Some economists remain unconvinced of the downside of raising the minimum wage as well.

According to David Cooper, senior economic analyst at the Economic Policy Institute, the minimum wage was enough to cover basic needs when it was introduced in the 1930s, and by the 1960s it was equal to about $10 per hour at modern values. It has not kept pace with the cost of living since then.

“We have let this problem fester for too long… The gap between where the minimum wage should be and where it is is quite large,” Cooper said.

He recognizes the concerns of business owners who do not believe they can afford increases, but the hikes are generally phased in over time to allow them to prepare.

“All of the research on minimum wage increases over the last 20 to 30 years has shown that businesses are able to adjust,” he said.

Some critics have argued local minimum wage increases place businesses at a disadvantage against competitors the next town over, and they warn that companies will just move to communities with lower wages. Cooper rejected those complaints.

“Most of the industries that are affected by increases in the minimum wage are direct-to-consumer industries… These are businesses where the primary factor in their location decisions tends to be access to customers,” he said. In many cases, rent is a bigger consideration than labor costs.

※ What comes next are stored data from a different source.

PR #2142, opened 2025-05-20
Fix body unwrapped parameter

### LINKED ISSUE #2136: Extending interface changes generated spec on @Body annotation with value member present
### Expected Behavior

Given this interface:
```java
@OpenAPIGroup(value = {"Child"})
@Controller
public interface Child extends Parent {
  @Post
  void doSomething(@Body("a") String a);
}

interface Parent {}
```

I would expect the generated schema of the request body in `Child.yml` to look like this (as it is working without the inheritance present):
```yaml
paths:
  /:
    post:
      operationId: doSomething
      requestBody:
        content:
          application/json:
            schema:
              type: object
              properties:
                a:
                  type: string
```

### Actual Behaviour

However, it is generated utilizing a `oneOf` with two identical options:
```yaml
  /:
    post:
      operationId: doSomething
      requestBody:
        content:
          application/json:
            schema:
              oneOf:
              - type: object
                properties:
                  a:
                    type: string
              - type: object
                properties:
                  a:
                    type: string
            example: null
```

### Steps To Reproduce

1. Create an interface
2. Add an operation which references a specific body field instead of the whole body (i.e. `@Body("a")`)
3. Have this interface extend any other interface

Separately using `@Body("a")` or inheritance works fine, but bringing them together creates the described outcome.

### Environment Information

```kotlin
plugins {
    id("io.micronaut.application") version "4.5.3"
    id("io.micronaut.aot") version "4.5.3"
    // ...
}

dependencies {
    annotationProcessor("io.micronaut.openapi:micronaut-openapi:6.15.0")
    compileOnly("io.micronaut.openapi:micronaut-openapi-annotations:6.15.0")
    // ...
}
```

### Example Application

_No response_

### Version

4.8.2

altro3:
Fixed #2136

### DIFF
--- a/openapi/src/main/java/io/micronaut/openapi/visitor/AbstractOpenApiEndpointVisitor.java
+++ b/openapi/src/main/java/io/micronaut/openapi/visitor/AbstractOpenApiEndpointVisitor.java
@@ -264,9 +264,18 @@ public abstract class AbstractOpenApiEndpointVisitor extends AbstractOpenApiVisi
 
             if (CollectionUtils.isNotEmpty(superTypes)) {
                 ContextUtils.put(MICRONAUT_INTERNAL_IS_PROCESS_PARENT_CLASS, true, context);
-                List<MethodElement> methods = element.getEnclosedElements(ElementQuery.ALL_METHODS);
-                for (MethodElement method : methods) {
-                    visitMethod(method, context);
+                var hasSuperMethods = false;
+                for (var superType : superTypes) {
+                    if (CollectionUtils.isNotEmpty(superType.getMethods())) {
+                        hasSuperMethods = true;
+                        break;
+                    }
+                }
+                if (hasSuperMethods) {
+                    List<MethodElement> methods = element.getEnclosedElements(ElementQuery.ALL_METHODS);
+                    for (MethodElement method : methods) {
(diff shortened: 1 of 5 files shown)


openapi/src/main/java/io/micronaut/openapi/visitor/AbstractOpenApiEndpointVisitor.java
```diff
@@ -264,9 +264,18 @@ public void visitClass(ClassElement element, VisitorContext context) {
 
             if (CollectionUtils.isNotEmpty(superTypes)) {
                 ContextUtils.put(MICRONAUT_INTERNAL_IS_PROCESS_PARENT_CLASS, true, context);
-                List<MethodElement> methods = element.getEnclosedElements(ElementQuery.ALL_METHODS);
```
graemerocher, line 267: you may want to limit this to non static methods

graemerocher (approved):

openapi/src/main/java/io/micronaut/openapi/visitor/AbstractOpenApiEndpointVisitor.java
altro3: great! Added `onlyInstance()`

Cooper is skeptical that job training can replace better wages, and even then, the lowest-paying jobs should still be held to higher standards than they are.

“You’re not going to be able to train everyone to get a middle-class job unless you set standards to ensure that most jobs are middle-class jobs,” he said.

Ortiz is a firm believer that training is the key to climbing out of the low-wage trap, though.

“Raising minimum wages isn’t going to give somebody a skill,” he said. “It’s just going to perpetuate the challenge and the issue that they’re currently in already.”

Sklar advocates training too, but she emphasized that it is not a substitute for paying a living wage.

“It’s not a plausible either/or solution,” she said.

Not all low-paying jobs are low-skilled jobs, she added, and they are not all positions that can be filled by teenagers. Child care workers, home health aides, and education workers are in some cases among those making minimum wage or not much above it. According to Sklar, those people should be earning enough to stick with those jobs and become more experienced.

“It’s not just a matter of training,” she said. “It’s about what is being done to make sure that you have some kind of standards at the wage floor.”

It may be true that less than a half million workers over 25 are currently earning minimum wage, but Sklar noted they are not the only ones who would benefit if the minimum rose.

“It’s not about who’s earning $7.25 today,” she said. “It’s about who’s in between where it is and where it’s going.”

BLS Characteristics of Minimum Wage Workers 2015 by Stephen Loiaconi on Scribd

Economic Policy Institute research found in 2015 that 35 million workers would earn more if the federal minimum wage rose to $12 per hour, and two-thirds of them were 25 or older.

Still, Ortiz maintains that the battle over the minimum wage is simply the wrong fight when so many, particularly younger workers, are unemployed.

“I’m not saying I’m against helping people out. I’m very much for it…but getting the right skills is what’s critical here, getting the right education,” he said.

“Raising the minimum wage when you don’t have a job, how is that going to help them?”